[Saved entries]
..............................

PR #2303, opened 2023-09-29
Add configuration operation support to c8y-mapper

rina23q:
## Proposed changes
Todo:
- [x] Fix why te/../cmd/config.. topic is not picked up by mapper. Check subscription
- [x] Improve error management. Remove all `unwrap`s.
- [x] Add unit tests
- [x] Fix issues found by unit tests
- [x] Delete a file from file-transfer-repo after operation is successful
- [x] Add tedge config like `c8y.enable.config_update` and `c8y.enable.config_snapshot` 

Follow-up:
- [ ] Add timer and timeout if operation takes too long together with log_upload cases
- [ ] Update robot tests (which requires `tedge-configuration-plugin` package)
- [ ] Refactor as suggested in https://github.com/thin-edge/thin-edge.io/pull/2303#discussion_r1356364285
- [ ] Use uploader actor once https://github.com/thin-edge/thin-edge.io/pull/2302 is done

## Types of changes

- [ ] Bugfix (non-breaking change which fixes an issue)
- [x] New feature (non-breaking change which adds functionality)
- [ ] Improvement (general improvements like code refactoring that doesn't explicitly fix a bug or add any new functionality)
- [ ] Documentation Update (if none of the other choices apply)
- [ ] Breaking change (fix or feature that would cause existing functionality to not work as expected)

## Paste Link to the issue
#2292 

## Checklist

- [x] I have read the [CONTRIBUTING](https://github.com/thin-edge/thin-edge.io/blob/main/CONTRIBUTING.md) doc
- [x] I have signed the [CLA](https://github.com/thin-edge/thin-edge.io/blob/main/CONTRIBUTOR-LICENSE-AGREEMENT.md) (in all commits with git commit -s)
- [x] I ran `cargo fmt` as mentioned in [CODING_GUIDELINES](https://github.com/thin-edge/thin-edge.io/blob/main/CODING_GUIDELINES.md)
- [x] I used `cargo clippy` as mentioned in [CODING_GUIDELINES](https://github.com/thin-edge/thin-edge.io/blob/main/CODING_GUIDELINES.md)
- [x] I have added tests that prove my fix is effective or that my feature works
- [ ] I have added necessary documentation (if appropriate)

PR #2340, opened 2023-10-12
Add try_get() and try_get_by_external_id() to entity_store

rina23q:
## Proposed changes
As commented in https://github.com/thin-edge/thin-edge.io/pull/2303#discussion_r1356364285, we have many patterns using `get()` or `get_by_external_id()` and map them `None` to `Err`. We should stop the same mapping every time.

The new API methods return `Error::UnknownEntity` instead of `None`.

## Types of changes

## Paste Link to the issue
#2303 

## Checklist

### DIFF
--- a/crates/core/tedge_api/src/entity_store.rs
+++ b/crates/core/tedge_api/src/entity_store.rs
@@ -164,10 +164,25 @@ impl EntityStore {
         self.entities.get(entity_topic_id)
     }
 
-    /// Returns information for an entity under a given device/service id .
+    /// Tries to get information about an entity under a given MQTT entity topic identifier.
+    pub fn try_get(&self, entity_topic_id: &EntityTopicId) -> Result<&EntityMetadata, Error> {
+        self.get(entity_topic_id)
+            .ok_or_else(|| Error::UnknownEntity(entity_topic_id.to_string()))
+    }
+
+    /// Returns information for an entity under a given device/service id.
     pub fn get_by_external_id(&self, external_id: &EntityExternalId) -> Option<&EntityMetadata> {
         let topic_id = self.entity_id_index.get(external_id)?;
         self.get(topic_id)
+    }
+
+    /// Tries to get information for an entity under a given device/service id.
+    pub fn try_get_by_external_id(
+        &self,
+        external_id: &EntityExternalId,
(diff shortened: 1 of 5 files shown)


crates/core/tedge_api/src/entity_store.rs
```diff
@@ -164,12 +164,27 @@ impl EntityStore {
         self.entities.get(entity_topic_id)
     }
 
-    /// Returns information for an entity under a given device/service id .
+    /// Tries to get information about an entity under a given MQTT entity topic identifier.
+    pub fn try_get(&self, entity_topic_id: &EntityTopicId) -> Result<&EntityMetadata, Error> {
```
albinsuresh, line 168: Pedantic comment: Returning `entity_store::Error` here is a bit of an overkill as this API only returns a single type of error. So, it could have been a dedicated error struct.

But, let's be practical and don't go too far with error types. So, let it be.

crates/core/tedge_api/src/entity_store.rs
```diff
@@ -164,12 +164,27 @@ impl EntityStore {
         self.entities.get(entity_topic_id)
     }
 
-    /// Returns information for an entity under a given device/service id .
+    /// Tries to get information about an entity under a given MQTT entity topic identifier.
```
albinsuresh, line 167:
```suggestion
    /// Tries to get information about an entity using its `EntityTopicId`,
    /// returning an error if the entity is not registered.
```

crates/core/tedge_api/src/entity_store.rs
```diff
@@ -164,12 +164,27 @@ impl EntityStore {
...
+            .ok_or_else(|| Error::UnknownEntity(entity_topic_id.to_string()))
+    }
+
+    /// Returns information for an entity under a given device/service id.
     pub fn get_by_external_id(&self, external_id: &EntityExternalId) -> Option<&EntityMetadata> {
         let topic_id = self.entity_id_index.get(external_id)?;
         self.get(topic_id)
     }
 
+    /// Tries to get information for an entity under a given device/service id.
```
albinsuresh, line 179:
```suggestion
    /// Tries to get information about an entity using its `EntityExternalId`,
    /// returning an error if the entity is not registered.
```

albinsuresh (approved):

..............................

▶ **AIM OF THE TASK**
Reproduce every line of the entries above, unchanged, from the very first one down to and including the line containing "- [ ] Bugfix".

▶ **SOLVED PROBLEM**
PR #2303, opened 2023-09-29
Add configuration operation support to c8y-mapper

rina23q:
## Proposed changes
Todo:
- [x] Fix why te/../cmd/config.. topic is not picked up by mapper. Check subscription
- [x] Improve error management. Remove all `unwrap`s.
- [x] Add unit tests
- [x] Fix issues found by unit tests
- [x] Delete a file from file-transfer-repo after operation is successful
- [x] Add tedge config like `c8y.enable.config_update` and `c8y.enable.config_snapshot` 

Follow-up:
- [ ] Add timer and timeout if operation takes too long together with log_upload cases
- [ ] Update robot tests (which requires `tedge-configuration-plugin` package)
- [ ] Refactor as suggested in https://github.com/thin-edge/thin-edge.io/pull/2303#discussion_r1356364285
- [ ] Use uploader actor once https://github.com/thin-edge/thin-edge.io/pull/2302 is done

## Types of changes

- [ ] Bugfix (non-breaking change which fixes an issue)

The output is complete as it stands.